BALUKHALI REFUGEE CAMP, Bangladesh: The last time Mohammed Hashim saw his brother alive, he begged for his life, his arms bound behind his back as soldiers marched the 35-year-old teacher away.
It was Aug. 26, the day after Rohingya Muslim separatist attacks on military outposts in the Rohingya homeland in western Myanmar. In their wake, Myanmar’s military and local Buddhists would respond with a campaign of rape, massacre and arson that has driven about 700,000 Rohingya into Bangladesh.
But more than a dozen Rohingya teachers, elders and religious leaders told The Associated Press that educated Rohingya — already subject to systematic and widespread harassment, arrests and torture — were singled out, part of Myanmar’s operation to drive the Muslim Rohingya from majority Buddhist Myanmar.
Soldiers targeted the educated, they said, so there would be no community leaders left willing to speak up against the pervasive abuse.
It’s an old tactic, according to those who study genocide — and often a precursor to killing.
“My brother apologized and pleaded with the military not to kill him; he showed them his ID card and said, ‘I’m a teacher, I’m a teacher.’ But the government had planned to kill our educated people, including my brother,” Hashim said.

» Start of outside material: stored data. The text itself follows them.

PR #2863, opened 2026-07-11
Windows: speedup net_io_counters() by ~5x

### LINKED ISSUE #2695: [Windows] net_io_counters() performance
## Summary

- OS: Windows
- Type: performance

## Description

I was troubleshooting a CPU usage issue in Dask https://github.com/dask/distributed/issues/9161, and noticed that its usage of `psutil.net_io_counters()` was inducing nontrivial CPU load in the "Service Host: DNS Client" task.  (Each Dask worker is calling this at least once a second, which is turning out to add up to something non-trivial on a many-core machine)

I traced this to the use of `GetAdaptersAddresses` in `psutil_get_nic_addresses`. Experimenting with this interface, I determined there are a few opportunities to speed this up, with differing orders of complexity, some anticipated by https://github.com/giampaolo/psutil/issues/1426

I made a CLI utility to make the same sequence of syscalls as `psutil.net_io_counters`, to benchmark. The base version calls `GetAdapterAddresses` once to get a buffer size, then again to fetch data. Then it calls `GetIfEntry2` for each interface (of which there are maybe a dozen on my machine).

These are the optimization "phases"

Base version: 6.6 msec.
Skip flags: 2.8 msec.
Skip flags & remember size: 1.6 msec  
Cache all interfaces: 0.5 ms  (Possibly too aggressive)

First, there are flags that can be provided to `GetAdaptersAddresses` to skip the collection of various information. I tested with `GAA_FLAG_SKIP_DNS_INFO  | GAA_FLAG_SKIP_UNICAST | GAA_FLAG_SKIP_ANYCAST | GAA_FLAG_SKIP_MULTICAST  | GAA_FLAG_SKIP_DNS_SERVER`  which skips all the skippable options except the friendly name. This may render it incompatible with other uses of psutil_get_nic_addresses, so it might be necessary to take an input parameter to indicate whether the full information should be collected. But this is a big win.

If we remember the buffer size from the first call to `GetAdaptersAddresses` we can re-use it, and it will almost always be correct, differing only when a new interface appears. This means we only call `GetAdaptersAddresses` once per call, instead of twice, which helps a fair bit. (And if it does change, we'll still detect this and update the cached size, we won't miss any interfaces).

If we remember all the interfaces and don't call `GetAdaptersAddresses` at all, we get an even bigger speedup. This was suggested as a future optimization in https://github.com/giampaolo/psutil/issues/1426 but it means not detecting new interfaces when they come up, which changes the semantics since new interfaces won't be noticed.

Arman-Luthra:
## Summary

- OS: Windows
- Bug fix: no
- Type: performance
- Fixes: #2695

## Description

Implements the direction discussed in #2695: make `net_io_counters()` call
`GetAdaptersAddresses()` only once, and pass the `GAA_FLAG_SKIP_*` flags so it
stops collecting data we never read. No caching is introduced, so semantics
are unchanged: new interfaces are still detected on every call.

Changes to `psutil_get_nic_addresses()` (psutil/arch/windows/net.c):

- Instead of one call to query the buffer size + a second call to fetch the
  data, start with the 15KB buffer recommended by MSDN and retry on
  `ERROR_BUFFER_OVERFLOW` (which updates `bufferLength` to the required size).
  In practice this means a single syscall per invocation.
- The function now takes a `flags` argument:
  - `net_io_counters()` only uses `IfIndex` and `FriendlyName`, so it passes
    `GAA_FLAG_SKIP_UNICAST | GAA_FLAG_SKIP_ANYCAST | GAA_FLAG_SKIP_MULTICAST |
    GAA_FLAG_SKIP_DNS_SERVER | GAA_FLAG_SKIP_DNS_INFO` (everything skippable
    except friendly names).
  - `net_if_stats()` only uses `FriendlyName` and `Description`, so it passes
    the same skip flags.
  - `net_if_addrs()` needs the unicast addresses, so it keeps `flags=0`; it
    still benefits from the single-call buffer strategy.

### Benchmark

Windows 11, 8 NICs, Python 3.12 x64. Median over 1000 calls of the raw
`_psutil_windows` functions, 3 rounds (old and new extension builds loaded in
the same process):

| API                | before  | after   | speedup |
|--------------------|---------|---------|---------|
| `net_io_counters()` | 4.96 ms | 0.88 ms | ~5.5x   |
| `net_if_stats()`    | 6.79 ms | 2.67 ms | ~2.5x   |
| `net_if_addrs()`    | 5.20 ms | 2.41 ms | ~2.2x   |

Round-by-round medians for `net_io_counters()` were stable: 4.90 / 4.97 /
4.96 ms before vs 0.95 / 0.88 / 0.89 ms after. This is in line with the
numbers reported in #2695 (6.6 ms -> 1.7 ms on the reporter's machine).

### Behavior equivalence

To verify counters are unaffected by the skip flags, I loaded the old and new
builds of `_psutil_windows` side by side in one process and interleaved calls
(`old <= new <= old`, valid because the counters are monotonic):

- `net_io_counters()`: 50 rounds x 8 NICs x all 8 fields -> 0 violations,
  identical NIC name sets.
- `net_if_stats()` and `net_if_addrs()`: output compared for exact equality
  -> identical (8 NICs / 20 address entries).
- The `ERROR_BUFFER_OVERFLOW` retry path was exercised by temporarily building
  with a 64-byte initial buffer: all three functions still returned complete
  results.

### Tests

`pytest tests/test_windows.py tests/test_system.py -k net` run 3x locally:
10 passed, 2 skipped each time (one unrelated flake on the first cold run:
`test_net_if_addrs` timed out spawning its PowerShell subprocess; it passes
consistently on re-runs, including 3 consecutive runs of `TestNetAPIs`).

### Notes / limitations

- `GAA_FLAG_SKIP_DNS_INFO` is not defined in older SDK headers, so it's
  defined conditionally (`#ifndef`). It's documented for Windows 10 2004+; on
  older systems the extra bit is not expected to have any effect, but I could
  drop it from the mask if you prefer (the other 4 flags carry most of the
  win).
- I left `net_if_addrs()` at `flags=0` rather than skipping
  anycast/multicast/DNS there too, to keep this conservative; it can be
  tightened in a follow-up if desired.

### DIFF
--- a/docs/changelog.rst
+++ b/docs/changelog.rst
@@ -186,6 +186,11 @@ Others:
   initialization instead of single-phase, which is the preferred mechanism for
   extension modules. Runtime behavior is unchanged.
 - :gh:`2687`, [SunOS]: :func:`users` fails with ``ValueError``.
+- :gh:`2695`, [Windows]: :func:`net_io_counters` is ~5x faster.
+  ``GetAdaptersAddresses()`` is now invoked once instead of twice, and it skips
+  collecting unicast / anycast / multicast / DNS details, which were retrieved
+  but never used. :func:`net_if_stats` and :func:`net_if_addrs` also got
+  faster. (patch by :user:`Arman Luthra <Arman-Luthra>`)
 - :gh:`2747`: the field order of the named tuple returned by :func:`cpu_times`
   has been normalized on all platforms, and the first 3 fields are now always
   :field:`user`, :field:`system`, :field:`idle`. See compatibility notes below.
--- a/docs/credits.rst
+++ b/docs/credits.rst
@@ -111,6 +111,7 @@ Code contributors by year
 
 * :user:`Alex Chen <l46983284-cpu>` - :gh:`2859`
 * :user:`Amaan Qureshi <amaanq>` - :gh:`2770`
+* :user:`Arman Luthra <Arman-Luthra>` - :gh:`2695`
 * :user:`Bert Pluymers <bertpl>` - :gh:`2642`
 * :user:`Data-hYg <Data-hYg>` - :gh:`2789`
 * :user:`Ding Qiuran <dynapx>` - :gh:`2860`
--- a/psutil/arch/windows/net.c
+++ b/psutil/arch/windows/net.c
@@ -20,42 +20,35 @@
 #define GAA_FLAGS                                    \
     (GAA_FLAG_SKIP_ANYCAST | GAA_FLAG_SKIP_MULTICAST \
      | GAA_FLAG_SKIP_DNS_SERVER)
+// net_io_counters() and net_if_stats() don't read the unicast addresses
+// either, so they can also skip those (which are the most expensive to
+// collect).
+#define GAA_FLAGS_SKIP_UNICAST (GAA_FLAGS | GAA_FLAG_SKIP_UNICAST)
 
 
 static PIP_ADAPTER_ADDRESSES
-psutil_get_nic_addresses(void) {
-    ULONG bufferLength = 0;
+psutil_get_nic_addresses(ULONG flags) {
+    // A 15KB buffer is recommended by MSDN as it's usually big enough
+    // to make GetAdaptersAddresses() succeed on the first call, saving
+    // an extra (expensive) syscall to determine the required size.
+    ULONG bufferLength = 15 * 1024;
     ULONG ret;
     PIP_ADAPTER_ADDRESSES buffer;
     int attempt;
 
-    // A NIC showing up between the call determining the size and the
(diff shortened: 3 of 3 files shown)


giampaolo:
Excellent change. Please rebase.

Arman-Luthra:
Thanks! Rebased on top of 5010f4e7 and checks are green. What's left here after your commit: the single-call buffer strategy (15KB initial buffer instead of size query + fill), and skipping unicast collection for net_io_counters() and net_if_stats(), which never read it. net_if_addrs() keeps unicast. Benchmark numbers in the description are vs the pre-5010f4e7 baseline.

giampaolo:
Perfect, thanks. Very nice change.

PR #2896, opened 2026-07-25
fix: no false PID reuse when process identity is unknown

### LINKED ISSUE #2895: False `NoSuchProcess("PID has been reused")` when process identity can't be determined
Process identity is determined via `(pid, create_time)`, and is checked before terminate(), send_signal(), etc. Problem: sometimes create time is legitimately unknown. On Windows fast `create_time()` method, which raises `AccessDenied` for most elevated processes, and `Process.__init__` then stores `(pid, None)`. Same thing for zombies: `__init__` swallows `ZombieProcess` and keeps `(pid, None)`, and on NetBSD / OpenBSD a zombie that can be queried reports create time 0 (#2287, #2593).

When one side of the comparison has a real create time and the other has None / 0, the two idents differ, and psutil concludes the PID was reused by a new process. It wasn't: we simply couldn't fetch the identity the second time. Net effect, e.g. on Windows: `terminate()` on a process that meanwhile became inaccessible raises `NoSuchProcess("PID has been reused")` even though the process is still there.

I caught on NetBSD CI, where terminate() claimed pid 484 was reused while teardown proved the pid still existed 15 seconds later (it had become a zombie):

```
tests/test_process.py:1624: in test_wait_non_children
    child.terminate()
psutil/__init__.py:571: in _raise_if_pid_reused
    raise NoSuchProcess(self.pid, self._name, msg=msg)
E   psutil.NoSuchProcess: process no longer exists and its PID has been reused (pid=484)
...
E   psutil.TimeoutExpired: timeout after 15 seconds (pid=484)
E   AssertionError: 484   # pid_exists(484) still True
```

The fix: a null create time on either side is not proof of reuse; only flag reuse when both idents are known and differ.

Note this is really the completion of #2287: back then a zombie's null ctime silently broke `is_running()`, which returned `False` for a process that was still there. The PID-reuse detection added later in 3d21a43a turned that same condition into a raised `NoSuchProcess("PID has been reused")` on the `terminate()` / `send_signal()` / `kill()` path.

Sanjays2402:
## Summary

- OS: all (Windows / NetBSD / OpenBSD in practice)
- Bug fix: yes
- Type: core
- Fixes: #2895

## Description

`is_running()` compares the cached `(pid, create_time)` identity against a freshly constructed `Process`. When create time cannot be determined the identity is `(pid, None)` — the Windows fast `create_time()` raises `AccessDenied` for most elevated processes, `__init__` swallows `ZombieProcess` and keeps `None`, and on NetBSD/OpenBSD a queryable zombie reports create time 0.

With a real create time on one side and `None`/0 on the other the identities differ, so psutil concluded the PID was reused when it simply could not fetch the identity the second time — making `terminate()`/`send_signal()`/`kill()` raise `NoSuchProcess("...PID has been reused")` for a process that was still there. Reuse is now only flagged when both identities are known and differ.

New `test_unknown_ident_is_not_pid_reuse` fails without the fix (`assert p.is_running()` -> `terminated + PID reused`) and passes with it; `tests/test_process.py` is green (80 passed, 18 skipped).

### DIFF
--- a/psutil/__init__.py
+++ b/psutil/__init__.py
@@ -768,7 +768,14 @@ class Process:
             # have been reused by another process. Process identity /
             # uniqueness over time is guaranteed by (PID + creation
             # time) and that is verified in __eq__.
-            self._pid_reused = self != Process(self.pid)
+            other = Process(self.pid)
+            # A null creation time on either side means we simply could
+            # not determine the identity (AccessDenied on Windows, a
+            # zombie swallowed in __init__, or a zombie reporting ctime
+            # 0 on Net/OpenBSD). That is not proof of PID reuse, so only
+            # flag reuse when both identities are known and differ.
+            if self._ident[1] and other._ident[1]:
+                self._pid_reused = self != other
             if self._pid_reused:
                 _pids_reused.add(self.pid)
                 raise NoSuchProcess(self.pid)
--- a/tests/test_process.py
+++ b/tests/test_process.py
@@ -1425,6 +1425,25 @@ class TestProcess(PsutilTestCase):
         with pytest.raises(psutil.NoSuchProcess, match=msg):
             p.children()
 
+    def test_unknown_ident_is_not_pid_reuse(self):
+        # A null create time on either side of the comparison means we
+        # simply could not determine the process identity (AccessDenied
+        # on Windows, or a zombie reporting no / 0 create time). That is
+        # not proof of PID reuse and must not raise NoSuchProcess.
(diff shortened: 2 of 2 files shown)


giampaolo:
?!?

I opened #2895 ticket 24 minutes ago, the PR https://github.com/giampaolo/psutil/pull/2897 1 minute ago and you opened this PR now.

giampaolo:
This is no good use of AI. Closing.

He was interviewed at one of the teeming Bangladesh refugee camps that have sprung up along the hilly border with Myanmar since the Rohingya began fleeing in August. Hashim, who is also a teacher, ran for the hills and hid after the military surrounded his hamlet in northern Rakhine state, where most of the Rohingya lived. Others told similar accounts.
After the Aug. 25 attacks, soldiers in Maung Nu village, the site of a massacre, asked villagers: “Where are the teachers?“
Rahim, a 26-year old high school science and math teacher who was known to many soldiers because he taught their children at the local battalion school, saw the military coming and fled.
“I knew I was dead if I got caught. They were hunting me,” said Rahim, who, like some Rohingya, uses only one name. “They knew that I would always speak out for the people. They wanted to destroy us because they knew that without us they could do whatever they wanted to the rest of the Rohingya.”
Researchers see comparisons between what is happening in Myanmar and other genocides, including the Holocaust.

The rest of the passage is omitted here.